受付時間 9:00~16:00(10/1~3/20)9:00~16:30(3/21~9/30)
志納金 500円
御朱印

「世界三大微笑」にふさわしい、柔らかな書体の御朱印です。
「門跡寺院」中宮寺の由緒
中宮寺の創建は7世紀前半で、聖徳太子が母である穴穂部間人皇后の願いにより創建したと伝えられています。
もともとは現在より500メートルほど東の現・中宮寺跡史跡公園にあり、調査の結果から東西約130m、南北約165mもの規模の大寺院であったことが判明しています。塔や金堂が一直線に並ぶ四天王寺式伽藍配置でしたが講堂や回廊の痕跡がなく、未完の寺院であったと考えられています。創建当初から尼寺であり、金堂には如意輪観世音菩薩像が本尊として祀られていました。
平安時代になると寺運が衰退したことから境内が荒廃し、寺宝の主なものは法隆寺に移されます。鎌倉時代には信如比丘尼によって復興が図られ、法隆寺の綱封蔵から聖徳太子ゆかりの「天寿国繡帳」を発見するなどしますが大勢を覆すまでには至りませんでした。
戦国時代に火災で境内が全焼してしまい、現在地にあった法隆寺の子院に寺もろとも避難せざるを得なくなります。
仏教において皇族や公家が住職を務める寺院を門跡寺院といい、中宮寺は16世紀半ばに後伏見天皇の皇孫を初代門跡に迎えて尼門跡斑鳩御所となりました。それ以降も伏見宮や有栖川宮といった宮家の皇女が伝統を守っています。
アクセス
交通
JR関西本線法隆寺駅徒歩約20分

簡単に言えば法隆寺の夢殿の隣です。塀の向こう側に見えているのは夢殿の屋根のてっぺんにある宝珠です。
地図
奈良で頂く御朱印(記事は下に続きます)
「世界三大微笑」が見守る境内の見どころ
表御殿

中宮寺は皇族の子孫や公家の女性が住職として運営に当たる尼門跡寺院であり、身分の高い女性を迎えるために造営された御殿です。内部は貼付壁や襖絵によって美しく装飾されており、書院建築の遺構として国の登録有形文化財に指定されています。
現地には案内看板のようなものは一切なくみんな素通りしていましたが、やはり普通の建物ではありませんでした。

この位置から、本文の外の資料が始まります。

PR #1196, opened 2019-03-02
undo manager improvements, new createActionTrackingMiddleware2

### LINKED ISSUE #1195: UndoManager Middleware withoutUndo() used inside an action affects all patches within that action
**_Bug report_**

### Version info:

mobx 5.9.0

mobx-state-tree 3.10.2

mst-middlewares 3.10.2

When using the UndoManager middleware's `withoutUndo` method, in an action which causes multiple patches, if any one of the patch-creating changes is made within a `withoutUndo` call, all of the patches from that action are excluded from the undo history.

https://codesandbox.io/s/7mxk54x7nx?fontsize=14
```
const { types } = require(`mobx-state-tree`);
const { UndoManager } = require(`mst-middlewares`);

let undoManager = {};
const setUndoManager = targetStore => {
    undoManager = UndoManager.create({}, { targetStore });
};

const store = types
    .model(`Person`, {
        name: types.string,
        age: types.number
    })
    .actions(self => {
        setUndoManager(self);

        return {
            setName(name) {
                undoManager.withoutUndo(() => {
                    self.name = name;
                });
            },

            setAge(age) {
                self.age = age;
            },

            setInfo({ name, age }) {
                self.setName(name);
                self.setAge(age);
            }
        };
    });


const person = store.create({ name: `Jon`, age: 20 });

person.setInfo({ name: `Bob`, age: 50 });
console.log(undoManager.history.length); // 0
```
 
I would expect this to generate 2 patches, 1 for each property changed. I would expect the patch to the `name` property not to be recorded in the undo history and the patch for the `age` property to be added to the undo history.

No patches are added to the undo history at all. If you remove the `withoutUndo`, 2 patches are created in the history.

xaviergonz:
**EDIT:** please skip this and read https://github.com/mobxjs/mobx-state-tree/pull/1196#issuecomment-473595557 instead

Fixes #1195 

* undo manager:
  * refactor to undo manager so it is easier to read and more resilient to weird usages (e.g. using undo/redo inside other actions, using flows within withoutUndoFlows, etc)
  * added an optional object to clear history in case the user wants to only clear the redo and/or undo
  * added undoLevels / redoLevels to undo manager
  * made undo/redo atomic
* createActionTrackingMiddleware 
  * fixes so the flow steps use the proper context from the closest action that spawned them (rather than the context of the root action always)
  * fix for a possible leak when using filter (it might not clear the runningActions when filtering was enabled for a particular action and flows were spawned)
  * fix for filtering so it doesn't allow flow steps if the a parent action is supposed to be filtered (this one might be breaking, but I think it is a fix)
  * fix so finishing flows don't remove the root action from the runningActions (ending in the dreaded error when root.context was accessed when root was undefined)
  * fix for sync actions where suspend was not being called after resume and before fail


packages/mobx-state-tree/src/core/mst-operations.ts
```diff
@@ -210,7 +210,7 @@ export function recordPatches(subject: IAnyStateTreeNode): IPatchRecorder {
             applyPatch(target || subject, recorder.patches)
         },
         undo(target?: IAnyStateTreeNode) {
-            applyPatch(target || subject, recorder.inversePatches.slice().reverse())
+            applyPatch(target || subject, recorder.inversePatches.reverse())
```
mweststrate: The `.slice` was here as `reverse` tends to update in place

xaviergonz: that was done because it uses recorder.inversePatches, which is:
```
get inversePatches() {
            return this.rawPatches.map(([_, b]) => b)
        },
```
and since map does a copy it means the slice makes a copy of a copy

xaviergonz: I think ill change it so it doesn't need to do all those transformations

xaviergonz: Improved in this commit: https://github.com/mobxjs/mobx-state-tree/pull/1196/commits/0df3a2ff5145bfc278ae7dfae4b248f423950ba6

xaviergonz:
Fixes #1195 now

Ok, in order to not break things too much I changed it so it adds a "createActionTrackerMiddleware2" (new name suggestions welcome)

What's new with this one? it is a VASTLY simplified version of createActionTrackerMiddleware with only 3 hooks:

```
export interface IActionTrackingMiddleware2Hooks<TEnv> {
    filter?: (call: IActionTrackingMiddleware2Call<TEnv>) => boolean
    onStart: (call: IActionTrackingMiddleware2Call<TEnv>) => void
    onFinish: (call: IActionTrackingMiddleware2Call<TEnv>, error?: any) => void
}
```
it might look simpler but in reality it is actually better at helping users create a middleware that handles both sync and async actions in a more universal way. How?
1. it only cares about actions, when they start and end (no more flow resume, error, suspend, resume, etc crazyness)
2. when it means actions it means both sync actions and flow async actions
3. sync actions run as usual, they start and then they finish, and inner actions start and finish in the middle
4. async actions start as usual, but they FINISH once its own flow is finished (and they also have their inner actions start and finish in the middle)

Taken from the docs:
```
 * The flow is like this:
 * - for each action: if filter passes -> `onStart` -> (inner actions recursively) `onFinish`
 *
 * Example: if we had an action `a` that called inside an action `b1`, then `b2` the flow would be:
 * - `filter(a)`
 * - `onStart(a)`
 *   - `filter(b1)`
 *   - `onStart(b1)`
 *   - `onFinish(b1)`
 *   - `filter(b2)`
 *   - `onStart(b2)`
 *   - `onFinish(b2)`
 * - `onFinish(a)`
 *
 * The flow is the same no matter if the actions are sync or async.
```

So it doesn't matter if a, b1 and b2 are sync or async, the hooks are called exactly the same.

Other goodies are:
- call.name, args, etc are always present and pointing to the proper current action (thing which didn't happen with flow event types)
- each call has a pointer to the parentCall (if available), so the call stack of actions can be easily traversed to the root if needed
- the call includes an environment (call.env), which is shallow copied to the child call and serves the same purpose as the old context (and since it is editable in any phase, not only in start, it can be set for example in the filter phase if needed for whichever reason) <- I'm open to alternative suggestions about this one
- since call.env is available in call, and call.parentCall is too, you can even traverse back to "parent" environments (contexts) if desired
- it is unit tested (the old one wasn't at all, and I found some funny weird bugs)

Other stuff included in this PR:
* undo manager:
  * uses the new createActionTrackerMiddleware2
  * refactor to undo manager so it is easier to read and more resilient to weird usages (e.g. using 
  * undo/redo inside other actions, using flows within withoutUndoFlows, etc) - covered by unit tests
  * added an optional object to clear history in case the user wants to only clear the redo and/or undo
  * added undoLevels / redoLevels to undo manager
  * made undo/redo atomic
* recordPatches
  * include a "recording" filed to know if a recorder is currently recording or not
  * the method now has an optional filter function to skip certain patches
  * improvements to recorderPatches performance so it copies arrays around only when needed (on demand)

門跡寺院ということで皇室との結びつきが強いせいか、花弁が16枚の「菊の御紋(菊花紋章)」がいたるところにありました。
本堂

寺に万一のことがあった際のことを心配した高松宮妃の発願により1968年に建てられたもので、耐震耐火に優れた和風の現代建築です。

それ以前の本堂が西向きであったのを南向きに改め、周囲に池を巡らせることにより優雅さや格調の高さが加わりました。

堂内には「飛鳥彫刻の最高傑作」と称される如意輪観世音菩薩像(国宝)が安置されています。エジプトのスフィンクス・レオナルド・ダ・ヴィンチ作のモナリザと並び「世界三大微笑」の一つとされており、その表情からは何やら意味ありげな様子が感じられました。千年以上の歴史を持つ仏像と近代建築とのコントラストが印象的です。